Antenatal and Intrapartum Considerations
Excess weight gain may increase the difficulty of moving and transporting pregnant women with SCIs. Counseling regarding nutrition and weight gain is therefore especially important in this population. Because of the increased risk of small-for-gestational-age infants 15, fetal growth may be monitored serially. However, because the external uterine compression that occurs during an ultrasound examination can cause autonomic dysreflexia, care should be taken to monitor for and prevent this outcome. Muscle-strengthening exercises may be recommended for the upper extremities of patients who are not quadriplegic. For all patients, elevation of the legs and range-of-motion exercises may be implemented as pregnancy advances. Decreased or limited mobility increases the risk of venous thromboembolic disease, and although some have recommended routine antenatal pharmacologic prophylaxis, there are no data supporting the efficacy or safety of this treatment 15 29; consideration can therefore be given to mechanical or pharmacologic prophylaxis after patient counseling and depending on other risk factors and local protocols.

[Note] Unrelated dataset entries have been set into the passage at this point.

PR #312, opened 2015-09-29
Switch to modern Travis CI infrastructure

### LINKED ISSUE #310: Switch to modern Travis CI infrastructure
We are currently using the old, slow, Travis CI infrastructure.

We need to do the following to get on the new one:

- Explicitly list packages we depend upon from apt. It doesn't look like there is an option for doing build dependencies easily like we do now. See: http://docs.travis-ci.com/user/migrating-from-legacy/#Adding-APT-Packages
- Use `--prefix=$HOME/irssi-build` (since we don't have `sudo` we cannot do `make install` to `/`).
- Add `sudo: false` in `.travis.yml`.  See: http://docs.travis-ci.com/user/migrating-from-legacy/

While you are at it, please enable `--enable-silent-rules` for the call to `autogen.sh` in `.travis.yml`. This should make warnings stand out more clearly.

Jellyfrog:
Had to switch from `lynx` to `elinks` due to; https://github.com/travis-ci/apt-package-whitelist/issues/630

Fixes #310

### DIFF
--- a/.travis.yml
+++ b/.travis.yml
@@ -1,3 +1,4 @@
+sudo: false
 language: perl
 perl:
     - "5.20-shrplib"
@@ -7,19 +8,22 @@ env:
     - CC=clang
     - CC=gcc
 
+addons:
+    apt:
+        packages:
+            - libperl-dev
+            - elinks
+
 before_install:
-    - sudo apt-get update -qq
     - perl -V
-    - sudo apt-get build-dep -qq irssi
-    - sudo apt-get install -qq lynx
 
 install: true
 
 script:
-    - ./autogen.sh --with-proxy --with-bot --with-perl=module
+    - ./autogen.sh --with-proxy --with-bot --with-perl=module --prefix=$HOME/irssi-build --enable-silent-rules
     - cat config.log
     - make
-    - sudo make install
+    - make install
 
 notifications:
     irc:


.travis.yml
```diff
@@ -7,19 +8,27 @@ env:
     - CC=clang
     - CC=gcc
 
+addons:
+    apt:
+        packages:
+            - libc6
+            - libglib2.0-0
+            - libssl1.0.0
+            - libtinfo5
```
dequis: Pretty sure these first four deps can be nuked right away.

Jellyfrog: I simply copied the list from ubuntu's deps.
I'll update and we see.

dequis:
>checking for working Perl support... error linking with perl libraries, building without Perl

In the system-perl ones.

https://travis-ci.org/irssi/irssi/jobs/82764669#L451

>Error linking with perl libraries: -Wl,-E -fstack-protector -L/usr/local/lib -L/usr/lib/perl/5.14/CORE -lperl -ldl -lm -lpthread -lcrypt: /usr/bin/ld: cannot find -lperl
>
>clang: error: linker command failed with exit code 1 (use -v to see invocation)
>
>Try: sudo apt-get install libperl-dev

Jellyfrog:
Fixed now.
Maybe enable true color and DANE?

dequis:
Hmm, no benefit in enabling that here IMO, I'm just going to merge this as-is.

Thanks for your contribution!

Patients with total transection at a lower thoracic level should be counseled that labor pain may be so reduced that they may be unaware of uterine contractions, especially during sleep. However, symptoms under the control of the sympathetic nervous system (eg, abdominal or leg spasms, shortness of breath, increased spasticity) concurrent with uterine contractions may make women aware of labor. Patients should be instructed in uterine palpation techniques to detect contractions. Since preterm delivery is common, occurring in 33% of one study with 22% of these women unable to feel contractions 8, patients should be instructed how to recognize even atypical symptoms of preterm and term labor.
Women with SCIs may give birth vaginally. Women with spinal cord transection above the T10 segment may have painless labor, but this does not negate the need for neuraxial anesthesia.

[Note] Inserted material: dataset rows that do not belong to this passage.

PR #313, opened 2015-10-01
Fix #45 Make it easy to delete default channels, servers and networks

### LINKED ISSUE #45: make it easy to delete default channels, servers and networks
irssi comes with a lot of networks and servers in the default config. They are there to make it easier for new users to get started. 

Please make it easier to remove all networks and servers to get a "clean slate".

isundil:
Removing network will now also remove all attached servers

### DIFF
--- a/src/core/servers-setup.c
+++ b/src/core/servers-setup.c
@@ -333,6 +333,24 @@ server_create_conn(int chat_type, const char *dest, int port,
 				chatnet, password, nick);
 }
 
+GSList *server_setup_find_chatnet(const char *chatnet)
+{
+	GSList *servers;
+	GSList *tmp;
+
+	g_return_val_if_fail(chatnet != NULL, NULL);
+
+	servers = NULL;
+	for (tmp = setupservers; tmp != NULL; tmp = tmp->next) {
+		SERVER_SETUP_REC *rec = tmp->data;
+
+		if (g_ascii_strcasecmp(rec->chatnet, chatnet) == 0)
+			servers = g_slist_append(servers, rec);
+	}
+
+	return servers;
+}
+
 /* Find matching server from setup. Try to find record with a same port,
    but fallback to any server with the same address. */
 SERVER_SETUP_REC *server_setup_find(const char *address, int port,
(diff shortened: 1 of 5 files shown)


ailin-nemui:
what about attached channels?

dequis:
You're iterating over `server_setup_find_chatnet` with a for loop, building a new linked list with only some entries, returning that linked list, iterating over the returned linked list to remove each element, and not freeing the resulting linked list at any point.

You should iterate in a similar way to what `server_remove_channels` in src/core/servers.c does, keeping a `GSList *next` pointer and doing `tmp = next` instead of `tmp = tmp->next`

isundil:
I added changes with your considerations.
Channels are also removed now.

dequis:
Not sure if i like the fact that both functions look copypasted, but, different types. I dunno. Probably okay.

isundil:
I know it look copypasted, but since the servers and channels are both linked-list their removal function should look alike.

Breastfeeding difficulties can result from autonomic dysreflexia, inhibition of the milk ejection reflex because of the underlying neurologic lesion, and problems with infant handling 12. Anticipatory guidance should therefore also address the possibility of an increased need for social support services, breastfeeding support 30, and modifications for newborn care.
In addition to routine postpartum care, obstetrician–gynecologists and other obstetric care professionals should ensure that perineal and cesarean wounds are examined appropriately because of concerns for delayed wound healing in patients with SCI. Health care professionals should also be aware of and able to counsel patients about common postpartum medications, experiences, and procedures, such as bladder distension and fundal massage, which may increase the risk of autonomic dysreflexia. Although breastfeeding may be possible, data suggest that SCI, particularly at or above T6, can disrupt lactation and is associated with shorter breastfeeding duration 30 31. Additional support may be needed to facilitate breastfeeding in women with SCIs who desire to breastfeed and are physiologically capable of doing so. Depression, suicide, alcoholism, and a wide variety of other mental health problems all occur at higher rates in women with SCIs 30. Additionally, postpartum women with SCIs are reported to have higher rates of rehospitalization for postpartum depression 32. Therefore, screening and treatment for postpartum depression and other maternal mental health disorders are especially important in this population.